**WHAT YOU HAVE TO DO**
Look for the string "typechecking" in the listing below and copy every line in which it appears.
◆ ◆ ◆ ◆
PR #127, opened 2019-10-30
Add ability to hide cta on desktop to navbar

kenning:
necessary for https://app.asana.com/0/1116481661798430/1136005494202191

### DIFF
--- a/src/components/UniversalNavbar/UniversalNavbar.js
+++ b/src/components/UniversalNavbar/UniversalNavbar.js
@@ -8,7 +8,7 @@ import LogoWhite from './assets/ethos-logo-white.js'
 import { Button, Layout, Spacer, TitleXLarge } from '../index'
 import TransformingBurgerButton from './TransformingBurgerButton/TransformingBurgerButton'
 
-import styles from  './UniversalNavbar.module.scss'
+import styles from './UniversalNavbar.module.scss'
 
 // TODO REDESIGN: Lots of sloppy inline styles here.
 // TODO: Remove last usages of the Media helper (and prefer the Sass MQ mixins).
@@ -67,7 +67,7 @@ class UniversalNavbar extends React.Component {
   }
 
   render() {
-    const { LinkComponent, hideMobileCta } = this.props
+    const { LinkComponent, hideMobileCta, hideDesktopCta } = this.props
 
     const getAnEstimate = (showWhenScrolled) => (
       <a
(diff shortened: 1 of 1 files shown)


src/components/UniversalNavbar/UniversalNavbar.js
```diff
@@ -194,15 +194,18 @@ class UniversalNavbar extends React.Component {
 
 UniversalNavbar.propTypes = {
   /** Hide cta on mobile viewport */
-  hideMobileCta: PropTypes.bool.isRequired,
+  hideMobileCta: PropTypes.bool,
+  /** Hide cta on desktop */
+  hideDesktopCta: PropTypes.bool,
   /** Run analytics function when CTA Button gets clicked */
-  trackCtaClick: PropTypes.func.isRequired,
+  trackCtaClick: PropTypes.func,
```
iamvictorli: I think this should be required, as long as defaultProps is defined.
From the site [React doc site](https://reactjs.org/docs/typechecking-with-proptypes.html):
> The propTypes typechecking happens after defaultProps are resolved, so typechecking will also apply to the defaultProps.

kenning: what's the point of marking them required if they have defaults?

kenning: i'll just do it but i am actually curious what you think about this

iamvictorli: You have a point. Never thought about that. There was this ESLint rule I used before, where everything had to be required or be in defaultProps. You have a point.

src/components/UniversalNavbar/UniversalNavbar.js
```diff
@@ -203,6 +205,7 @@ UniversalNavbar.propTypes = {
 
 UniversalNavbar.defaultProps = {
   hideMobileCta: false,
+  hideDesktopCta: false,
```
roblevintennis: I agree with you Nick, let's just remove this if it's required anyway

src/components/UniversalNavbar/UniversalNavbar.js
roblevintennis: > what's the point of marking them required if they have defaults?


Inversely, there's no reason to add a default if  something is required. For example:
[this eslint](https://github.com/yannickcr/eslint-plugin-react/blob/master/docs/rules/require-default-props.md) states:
◆ ◆ ◆ ◆
**THE COMPLETED TASK**
From the site [React doc site](https://reactjs.org/docs/typechecking-with-proptypes.html):
> The propTypes typechecking happens after defaultProps are resolved, so typechecking will also apply to the defaultProps.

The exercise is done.